Una volta messe in sicurezza le
categorie più fragili ed esposte al Covid-19, per uscire dalla
crisi legata alla pandemia è necessario mettere in campo un mix
di politiche all'insegna di "lockdown più smart e vaccinazione
attenta alla salute ma anche al Pil". Sono queste le principali
conclusioni di due studi, basati su evidenze scientifiche emerse
dall'analisi di grandi numeri, presentati nel corso di una
conferenza online organizzata da Big Data in Health Society
(Bdhs).
Il primo studio, condotto da Antonio Scala, presidente di
Bdhs e ricercatore dell'Istituto dei sistemi complessi del CNR,
è stato appena pubblicato su Scientific Reports, rivista del
Gruppo Nature: ha cercato di rispondere alla domanda se sia
possibile applicare il lockdown in maniera differenziata per
categorie lavorative, in modo da abbassare la diffusione del
virus mantenendo dei livelli di economia sostenibile. "Se
dovessero essere ancora necessarie in futuro misure di lockdown
- spiega Scala - sarebbe fondamentale sviluppare prima
un'infrastruttura per il contact tracing in modo da fare
interventi targettizzati.
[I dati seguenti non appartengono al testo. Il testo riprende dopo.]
PR #1947, opened 2018-10-11
Group search box testing

childers:
This PR is for the addition of search in the group panel.  This should be attributed to our new intern Tony Wu

### DIFF
--- a/src/gwt/org/bbop/apollo/gwt/client/GroupPanel.java
+++ b/src/gwt/org/bbop/apollo/gwt/client/GroupPanel.java
@@ -65,7 +65,6 @@ import org.bbop.apollo.gwt.client.dto.GroupInfoConverter;
 import com.google.gwt.user.cellview.client.ColumnSortList;
 
 
-
 /**
  * Created by ndunn on 12/17/14.
  */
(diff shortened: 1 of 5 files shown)


tony006469:
Compared with the console log of original project, I think the problem may be in the permission section of the GroupPanel Code. (uncheck and unsafe operations)
Because I am not sure if my permission part  is correct.
I have used the Web Service API to confirm that there are user, group and organism on my local host.
Besides, I added a new GroupInfoConverter. GroupRestService also has some modifications.
I will continue to find ways to debug, if there is any better way, please let me know. 
Thank you so much.

nathandunn:
@tony006469  I use the devmode, but I'll take a look  Permisisons could very well be possible

nathandunn:
I have a couple of ideas for this:  ""The specified display has already been added to this adapter.""  having it in master, is helpful though .

nathandunn:
The problem so far as I can tell is that you are adding the display twice for the dataProvider

nathandunn:
I removed some of the errant code (you had stuff specified twice in certain circumstances).  

You're going to have to update the API on the GroupController (loadGroups) or create a separate route to support the sorting.   You can see the "UserController -> loadUsers()" for clarity.  

Note that the server routes specfied in grails are:  user/loadUsers  call the UserController.groovy  class's loadUser() method.

tony006469:
Ok, I will try it as you mentioned. Thank you so much.

nathandunn:
And you saw this, right? 

https://genomearchitect.readthedocs.io/en/latest/Apollo2Build.html?highlight=devmode#running-the-code-for-gwt-changes

tony006469:
Yes, but I am not sure if I use it correctly.

nathandunn:
Closing this for now.  This is the right approach overall.  Please let me know if this large of groups is causing a problem.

Un tale approccio, pur non dimostrando
spesso di essere in grado di smorzare i focolai sul nascere,
permetterebbe di minimizzare almeno gli impatti economici".
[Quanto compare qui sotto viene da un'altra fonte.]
PR #1949, opened 2018-10-19
Fix sequence

nathandunn:


nathandunn:
@luke-c-sargent   This should fix the history, get_sequence, and get_gff3 dialogs.

Issue #1993, opened 2018-12-18
apollo script check_node() problem checking yarn version;  with a fix


trstickland:
Amusing gotcha when building apollo on ubuntu (xenial, bionic), if yarn is installed with apt-get (which currently provides yarn  0.32).   Specifically, this occurs when running `apollo deploy`, but presumably affects any apollo script command that calls check_node().   The message `ERROR: There are no scenarios; must have at least one` appears, but execution continues for a while, and subsequently the build fails

The build failure is expected that version of yarn -- but check_node() is not detected that an unsuitable version of yarn is being used.

In check_node() is uses `yarn-v` to check that yarn is version >= 1, but yarn 0.32 doesn't have a `-v` argument (aside:  this is the command that produce the strange 'there are no scenarios' message).   That leaves YARN_VERSION undefined (empty?), and `-lt 1` tests on undef/empty return true => it appears the yarn version is OK.

Trivially fixed by using `yarn --version`;  and maybe checking the variable with `-n` wouldn't hurt?
```
106c106
<     YARN_VERSION=`$yarn_executable --version | cut -d\. -f1`
---
>     YARN_VERSION=`$yarn_executable -v | cut -d\. -f1`
108c108
<     if [ -n $YARN_VERSION && $YARN_VERSION -lt 1 ]; then
---
>     if [ $YARN_VERSION -lt 1 ]; then
```

This should result in the existing message "yarn version 1 or better must be installed. npm i -g yarn" if someone has used apt-get and is attempting to build with an old version of yarn.

trstickland:
Sorry stupid error above.  `if [ $FOO -lt 1]` acts as if _false_ if FOO is empty/undef.

nathandunn:
@trstickland  Could I trouble you to create a PR?

I'll retest on a couple of other systems to make sure it works universally.  

Thanks for finding this.

trstickland:
No problem, will get on it tomorrow.
Tim

trstickland:
I have done an apollo build on my fork, using the docker ubuntu:latest image, and check that

- without yarn, I get the `You must install 'yarn ' to build Apollo` message
- with yarn 0.32 (installed with apt-get) I get the `yarn version 1 or better must be installed. npm i -g yarn` message
- with yarn installed using npm (version 1.summat) the build is fine

[pull request 1994](https://github.com/GMOD/Apollo/pull/1994)

PR #1994, opened 2018-12-19
fix for issue 1993 (yarn version check not working)

trstickland:
description at https://github.com/GMOD/Apollo/issues/1993#issue-392072877


nathandunn:
Tested and looks good.  Thanks.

Il secondo lavoro, guidato da Angelo Facchini, ricercatore
della Scuola Istituzioni Mercati Tecnologie (Imt) di Lucca, ha
studiato un criterio di priorità vaccinale in un'ottica di
attenzione al lavoro. "Chi telelavora incide in maniera diversa
sulla mobilità e quindi sulla diffusione del virus. Tra
individui paragonabili per condizioni di salute ed età, quindi,
sarebbe consigliabile - spiega Facchini - vaccinare con priorità
chi non può fare smart working ed è sottoposto a cassa
integrazione. In questo modo, sarebbe possibile riallocare i
fondi destinati alla Cig". Per questo, "rimodulare le priorità
di vaccinazione sulla base del rischio disoccupazione
consentirebbe una categorizzazione dei soggetti che potrebbero
incidere maggiormente sull'economia".